# Best way to remove drywall tape



## mrl390 (Mar 7, 2011)

Hi guys. I am currently in the process of remodeling my kitchen. Ive got the floor and lower cabinets/countertop in. I will be doing the top cabinets here soon. I want to do a tile backsplash on the two walls the cabinets are on. On the wall behind the stove they used fake plastic bricks that are glued on with a mortar type substance. After popping the bricks off,  I used a putty knife to get behind the paper on the drywall and peel off the "mortar" they used. It actually comes off pretty easy. My problem is this. There is a seam in the drywall that runs horizontally right through where I am peeling the "mortar" off. The tape does NOT want to come off the wall and I cant get the mortar off where the tape and spackle is. I need to get that tape off but its unwilling to comply. I have a wallpaper steamer. I was going to use it to moisten the tape/spackle in hope that it will peel off the wall. Will the gypsum under the paper fall apart if I get it wet or should it be somewhat resistant to the steam?

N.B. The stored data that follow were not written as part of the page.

PR #2067, opened 2025-10-10
support dataframe in get_experiment_results and deprecate get_test_results

EugeneJinXin:
closes https://linear.app/langchain/issue/LS-3161/clientget-test-results-not-returning-feedback

Change summary
- Added response_format to get_experiment_results with overloads:
"ExperimentResults" → ls_schemas.ExperimentResults (default)
"DataFrame" → pd.DataFrame

- Implemented DataFrame conversion:
One row per run; columns: example_id, run_id, inputs (dict), outputs (dict), execution_time, error; optional: reference (dict), notes, feedback.*
Attached experiment metadata via df.attrs["feedback_stats"] and df.attrs["run_stats"] 
Empty DataFrame returns with full expected columns and attrs

- Improved pandas import UX:
try/except ImportError with a clear warning and actionable error message

Key decisions
- One row per run: Chosen for clarity and fidelity to underlying data; avoids lossy aggregation. This is different from default response format, but hypothesis here is 1. user migrated from get_test_results want to see same granularity 2. user of dataframe is analytics driven, so let's make it easy to use. 

- (same as get_test_resutls and csv download of experiment view) Dict columns for inputs/outputs/reference, not flatten

-  run_id naming: Standardized column name to run_id (not id) for explicitness.

-  Metadata via df.attrs: Avoids duplicating experiment-level stats per row; consistent even for empty results.

- Overloads 

- dependency handling: Warn-and-raise pattern for pandas optional dependency 

Test:  All lint checks pass; integration test covers the DataFrame path and critical invariants. we significantly blocked by integration test issues someone need to fix that maybe me but i want to stay focus on bug this month

### DIFF
--- a/python/langsmith/wrappers/_openai.py
+++ b/python/langsmith/wrappers/_openai.py
@@ -514,8 +514,24 @@ def wrap_openai(
     return client
 
 
-def _process_responses_api_output(response: Any) -> dict:
+def _process_responses_api_output(response: Any) -> Any:
     if response:
+        # Check if this is a Stream object - if so, return it as-is
+        # When streaming, the reduce_fn will consume the stream and call this function
+        # again on the completed response object
+        try:
+            from openai import Stream
+            from openai.lib.streaming import AsyncStream
+
+            if isinstance(response, (Stream, AsyncStream)):
+                # Return the stream as-is so reduce_fn can consume it
+                # reduce_fn (_reduce_response_events) will call this function
+                # again on the completed response
+                return response
+        except ImportError:
+            pass
+
+        # Process non-stream response objects
         try:
             output = response.model_dump(exclude_none=True, mode="json")
             if usage := output.pop("usage", None):
@@ -524,5 +540,5 @@ def _process_responses_api_output(response: Any) -> dict:
                 )
             return output
         except Exception:
-            return {"output": response}
+            return response
     return {}


python/tests/integration_tests/test_client.py
```diff
@@ -782,8 +782,9 @@ def test_list_datasets(langchain_client: Client) -> None:
         assert dataset1.url is not None
         assert dataset2.url is not None
 
-        # Test datasets without metadata return empty metadata
-        assert dataset2.metadata is None  # dataset2 has no metadata
+        # Dataset2 has no user-provided metadata, only automatic runtime metadata
+        assert dataset2.metadata is not None
```
EugeneJinXin, line 786: fix flaky

python/langsmith/client.py
```diff
@@ -8343,6 +8356,115 @@ def _paginate_examples_with_runs(
...
+            A pandas DataFrame where 'inputs', 'outputs', and 'reference' are dict
+            columns. Experiment-level metadata is
+            available via DataFrame attributes:
+                - df.attrs["feedback_stats"]: Combined feedback statistics including
+                  session-level feedback
+                - df.attrs["run_stats"]: Aggregated run statistics (latency, tokens,
+                  cost, etc.)
+            Required columns:
+                - example_id: UUID of the example
+                - run_id: UUID of the run
```
EugeneJinXin, line 8379: another way is represent each row as Example level, and do this:

"""
    If max_reps > 1, creates columns like:
    "session_name_rep_1_outputs", "session_name_rep_1_run", ...
   "session_name_rep_2_outputs", "session_name_rep_2_run", ...
"""

Above Example-per-row logic is what we have for experiment view's download csv results, so i think it's a good way as well, but less analytics friendly from what i've seen on data engineering world when you try to apply simple filtering/groupby/agg across runs


Example-level wide is better when it's about UI display:
You want side-by-side comparison per example (mirrors UI “Download CSV”)

PR #121, opened 2017-04-15
Add missing namespace declarations

ck99:
Running in prod mode, the eval'd code needs a namespace declaration


trowski:
Apparently we need to try running in production mode more often. 😄

PR #123, opened 2017-04-23
Rename wrap and coroutine + various minor changes

kelunik:
This PR contains various minor changes, please review it with care. The major changes are `wrap` → `createRunnable` + `coroutine` → `createCallable` with the names borrowed from Java.

Further points not yet addressed:
 * `Coroutine::dispose` should probably not dispose the generator, but execute all finally blocks normally, just like a regular PHP function would. If another promise in a finally block fails, that error is the result of the promise instead, similar with returns.
* ~~`wait` should probably fail with an `Error` if `Loop::run` throws instead of letting that exception bubble up.~~ Addressed now.
* I'm not sure whether we should keep `pipe` and `capture`.


trowski:
- Not sure about `createRunnable` and `createCallable`… those names are going to need time to grow on me.
- Why the function instead of `UnionTypeError`? The same could be done for `InvalidYieldError`, so what's the difference?
- I used `UnionTypeError` in at least one place in another Amp lib, so if going with a function, maybe it should not be internal?
- I've been unsure of the behavior of `Coroutine::dispose` myself. Maybe it's better to change [these lines](https://github.com/amphp/amp/blob/master/lib/Coroutine.php#L123-L126) to simply `$this->generator = null` which should force `finally` blocks of the generator to be run.
- I agree on `wait`, adding the thrown exception from `Loop::run` as the previous exception.
- My initial reaction to eliminating `pipe` and `capture` was no… but really uses of those should probably be coroutines, so maybe it would be best to discourage `then`-style usage of promises.

kelunik:
`wait` throws an `Error` now in case `Loop::run` throws.

bwoebi:
`createCallable(callable): callable` - that signature makes absolutely no sense to me; you pass in a callable to create something it already is? `coroutine(callable): callable` makes much more sense in that context. At least one then knows that it's about creating callable coroutines. I do not see where it makes the name any clearer.

`createRunnable(callable)` … what's the difference between calling and running? if I call a function, it runs??

I think we should retain `coroutine()` and rename `wrap()` to `asyncCoroutine()`, because that's typically what it is - it creates a coroutine which will continue asynchronously (i.e. not along the flow of the calling coroutine).

I don't care about Amp\UnionTypeError or TypeError, in the end it's just an Error which anyway should not be caught.

The other changes are fine.

kelunik:
Renamed to `asyncCoroutine` and `coroutine`.

PR #126, opened 2017-04-27
Stream → Iterator Refactor

kelunik:
WIP.


examples/iterators/emitter.php
```diff
@@ -26,23 +23,15 @@
...
-
-            while (yield $listener->advance()) {
-                printf("Stream emitted %d\n", $listener->getCurrent());
-                yield new Pause(100); // Listener consumption takes 100 ms.
-            }
-
-            printf("Stream result %d\n", $listener->getResult());
-        };
-
-        yield new Coroutine($generator($stream));
```
kelunik: What was the reason for this to be wrapped in a coroutine before?

lib/Iterator.php
```diff
@@ -3,7 +3,7 @@
 namespace Amp;
 
 /**
- * Defines an asynchronous stream iterator that is designed to be used within a coroutine.
+ * Defines an asynchronous stream that is designed to be used within a coroutine.
```
kelunik: stream → iterator

examples/iterators/emitter.php
trowski: No idea honestly… probably some leftover from code being refactored from the async-interop loop. I think it was wrapped with `wait()` at one point.

test/FilterTest.php
```diff
@@ -3,109 +3,99 @@
...
-
-            $callback = function ($exception, $value) use (&$reason) {
-                $reason = $exception;
-            };
-
-            $stream->onResolve($callback);
+            try {
+                while (yield $iterator->advance()) {
+                    $iterator->getCurrent();
+                }
```
kelunik: There should probably be a `fail` here?

test/FilterTest.php
```diff
@@ -3,109 +3,99 @@
...
 
             $emitter->fail($exception);
 
-            $callback = function ($exception, $value) use (&$reason) {
-                $reason = $exception;
-            };
+            try {
+                while (yield $iterator->advance()) {
+                    $iterator->getCurrent();
+                }
```
kelunik: Same here, probably a `fail`.

test/FilterTest.php
trowski: Yep, there's several other places with the same pattern. A caveat is that `catch` will catch the test failure, so maybe I need a specific exception class too.

lib/Emitter.php
```diff
@@ -25,32 +26,32 @@
...
                 );
             }
 
             /**
-             * @return \Amp\Stream
+             * @return \Amp\Iterator
              */
-            public function stream(): Stream {
-                return $this->stream;
+            public function getIterator(): Iterator {
```
bwoebi: This should probably be called `iterate()`

lib/Emitter.php
```diff
@@ -61,16 +62,14 @@ public function emit($value): Promise {
...
 
             /**
-             * Resolves the stream with the given value.
-             *
-             * @param mixed $value
+             * Completes the iterator.
              */
-            public function resolve($value = null) {
-                ($this->resolve)($value);
+            public function complete() {
```
bwoebi: `complete()` or `end()`?

lib/Emitter.php
kelunik: We had a discussion in chat about it.

bwoebi: Then I must have missed said discussion. Can you link me to it?

lib/Emitter.php
kelunik: I like `complete()`, less risk of method name collision with other things that _might_ also implement `Iterator`.

lib/Emitter.php
kelunik: Sure. http://chat.stackoverflow.com/transcript/11?m=36837458#36837458

bwoebi: Well, I don't buy your argument - I don't really see how this will make it easier to distinguish that.

Additionally, technically, `iterate()` could also each time return an other object. Promise and Iterator have both their state managed by another entity.

I'll go with my OCD and prefer symmetry here.

kelunik: `iterate` implies it's from the beginning for me.

bwoebi: The same way you could argue that `getIterator` shall return _an_ Iterator from the beginning.
At least that's what `IteratorAggregate::getIterator()` does - it normally returns you a new iterator instance.
Retaining that symmetry there may let you have false expectations.

trowski: I would also prefer `Emitter::iterate()` here, partly for symmetry but also because @bwoebi makes a good point with `IteratorAggregate` returning a new instance, so too would be the assumption here with `getIterator()`.

I think docs will just need to be clear here regardless of which name is chosen, so in that case symmetry wins out IMO.

kelunik:
Rebased and merged manually.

Is there any other trick to removing the tape that I should try? I dont want to have to re-drywall the area but I will be using cement board over the area so it doesnt have to be pretty when Im done. Sorry for the long post, thanks in advance for any responses.


----------



## nealtw (Mar 7, 2011)

Try skimming it off with a box knife. I doubt the steam will do a lot of dammage if you let it dry for a while before you cover it up. If that doesn't work just cut out 4" strip and replace just that before you cover it.


----------